• [Problem to work on]
Copy each line below in which the string "when" occurs.

• [Record extracts]
┄┄┄┄┄┄┄┄┄┄

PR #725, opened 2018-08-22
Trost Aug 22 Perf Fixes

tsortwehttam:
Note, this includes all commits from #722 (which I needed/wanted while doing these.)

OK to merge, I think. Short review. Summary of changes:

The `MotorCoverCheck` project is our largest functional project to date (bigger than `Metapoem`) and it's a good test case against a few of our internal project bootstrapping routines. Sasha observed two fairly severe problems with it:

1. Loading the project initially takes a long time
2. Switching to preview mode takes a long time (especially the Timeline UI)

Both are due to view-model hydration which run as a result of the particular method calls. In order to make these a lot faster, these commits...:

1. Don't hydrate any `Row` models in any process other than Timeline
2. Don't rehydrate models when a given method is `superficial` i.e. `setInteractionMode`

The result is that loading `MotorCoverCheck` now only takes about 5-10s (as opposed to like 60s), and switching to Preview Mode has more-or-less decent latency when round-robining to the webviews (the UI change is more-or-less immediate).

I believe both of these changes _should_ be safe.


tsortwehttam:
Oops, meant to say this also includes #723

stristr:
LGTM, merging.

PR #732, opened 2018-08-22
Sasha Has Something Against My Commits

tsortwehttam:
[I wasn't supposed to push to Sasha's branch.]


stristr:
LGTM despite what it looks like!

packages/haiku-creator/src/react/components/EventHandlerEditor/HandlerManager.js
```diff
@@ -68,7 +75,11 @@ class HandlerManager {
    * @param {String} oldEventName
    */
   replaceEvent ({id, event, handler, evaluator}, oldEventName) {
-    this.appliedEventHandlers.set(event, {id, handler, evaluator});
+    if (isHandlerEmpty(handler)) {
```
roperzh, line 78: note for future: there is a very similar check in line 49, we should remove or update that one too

┄┄┄┄┄┄┄┄┄┄

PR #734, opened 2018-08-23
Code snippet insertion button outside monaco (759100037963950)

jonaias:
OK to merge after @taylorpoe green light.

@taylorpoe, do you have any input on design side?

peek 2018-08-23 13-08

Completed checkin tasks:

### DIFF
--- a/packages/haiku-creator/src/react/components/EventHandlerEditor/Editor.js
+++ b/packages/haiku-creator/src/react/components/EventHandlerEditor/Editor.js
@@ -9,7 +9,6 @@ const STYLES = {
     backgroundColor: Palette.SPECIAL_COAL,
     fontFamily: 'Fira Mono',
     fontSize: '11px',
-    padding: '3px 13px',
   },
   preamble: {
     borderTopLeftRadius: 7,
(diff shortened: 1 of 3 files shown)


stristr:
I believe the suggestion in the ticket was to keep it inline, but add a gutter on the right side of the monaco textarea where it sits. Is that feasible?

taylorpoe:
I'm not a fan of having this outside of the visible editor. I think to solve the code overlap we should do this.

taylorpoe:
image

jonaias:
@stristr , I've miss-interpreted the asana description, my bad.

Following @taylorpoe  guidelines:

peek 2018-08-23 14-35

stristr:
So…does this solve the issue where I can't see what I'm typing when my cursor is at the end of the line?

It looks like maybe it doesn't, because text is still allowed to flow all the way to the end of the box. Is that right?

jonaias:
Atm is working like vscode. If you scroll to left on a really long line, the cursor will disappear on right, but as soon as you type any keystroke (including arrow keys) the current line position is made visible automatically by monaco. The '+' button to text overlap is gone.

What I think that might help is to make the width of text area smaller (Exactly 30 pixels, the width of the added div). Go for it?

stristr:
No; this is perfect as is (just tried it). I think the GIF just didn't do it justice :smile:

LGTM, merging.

┄┄┄┄┄┄┄┄┄┄

• [Answer box]
2. Don't rehydrate models when a given method is `superficial` i.e. `setInteractionMode`
The result is that loading `MotorCoverCheck` now only takes about 5-10s (as opposed to like 60s), and switching to Preview Mode has more-or-less decent latency when round-robining to the webviews (the UI change is more-or-less immediate).
So…does this solve the issue where I can't see what I'm typing when my cursor is at the end of the line?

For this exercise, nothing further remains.